Stealing AI Model Weights Through Covert Communication Channels
Valentin Barbaza , Alan Rodrigo Diaz-Rizo , Hassan Aboushady , Spyridon Raptis , Haralampos-G. Stratigopoulos
Published on arXiv
2510.00151
Model Theft
OWASP ML Top 10 — ML05
Key Finding
Successfully reconstructed complete weight matrices of four diverse AI models with preserved functional accuracy, validating practical model theft via hardware Trojan covert channel on real hardware
AI models are often regarded as valuable intellectual property due to the high cost of their development, the competitive advantage they provide, and the proprietary techniques involved in their creation. As a result, AI model stealing attacks pose a serious concern for AI model providers. In this work, we present a novel attack targeting wireless devices equipped with AI hardware accelerators. The attack unfolds in two phases. In the first phase, the victim's device is compromised with a hardware Trojan (HT) designed to covertly leak model weights through a hidden communication channel, without the victim realizing it.

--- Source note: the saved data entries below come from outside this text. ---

PR #588, opened 2019-09-09
DropDown: fix a prop type error

bpierre:


sohkai:
I think I may have made this change, as we started talking about the DropDown always having a header.

PR #601, opened 2019-09-17
Search input component

AquiGorka:

### DIFF
--- a/src/components/Input/SearchInput.js
+++ b/src/components/Input/SearchInput.js
@@ -1,5 +1,5 @@
-import React, { useRef, useState, useCallback, useMemo } from 'react'
-import ButtonIcon from '../Button/ButtonIcon'
+import React, { useRef, useState, useCallback } from 'react'
+import { ButtonIcon } from '../Button/ButtonIcon'
 import TextInput from './TextInput'
 import { IconSearch, IconCross } from '../../icons'
 import { useTheme } from '../../theme'
@@ -15,7 +15,7 @@ const SearchInput = React.forwardRef(({ onChange, ...props }, ref) => {
       setValue(ev.currentTarget.value)
       onChange(ev)
     },
-    [onChange, value]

In the second phase, the adversary uses a nearby wireless device to intercept the victim's transmission frames during normal operation and incrementally reconstruct the complete weight matrix. The proposed attack is agnostic to both the AI model architecture and the hardware accelerator used. We validate our approach through a hardware-based demonstration involving four diverse AI models of varying types and sizes. We detail the design of the HT and the covert channel, highlighting their stealthy nature. Additionally, we analyze the impact of bit error rates on the reception and propose an error mitigation technique. The effectiveness of the attack is evaluated based on the accuracy of the reconstructed models with stolen weights and the time required to extract them. Finally, we explore potential defense mechanisms.
Key Contributions
- Two-phase attack combining hardware Trojan implantation with wireless frame interception to incrementally reconstruct complete AI model weight matrices
- Architecture-agnostic covert channel design that embeds model weights into normal wireless transmission frames without alerting the victim
- Bit error rate analysis and error mitigation technique for reliable weight reconstruction over a wireless covert channel
🛡️ Threat Analysis
Primary contribution is stealing AI model weights (intellectual property) using a hardware Trojan as a covert exfiltration mechanism — this is model theft via a hardware-based side/covert channel, matching the 'side-channel attacks to extract model parameters' criterion under ML05.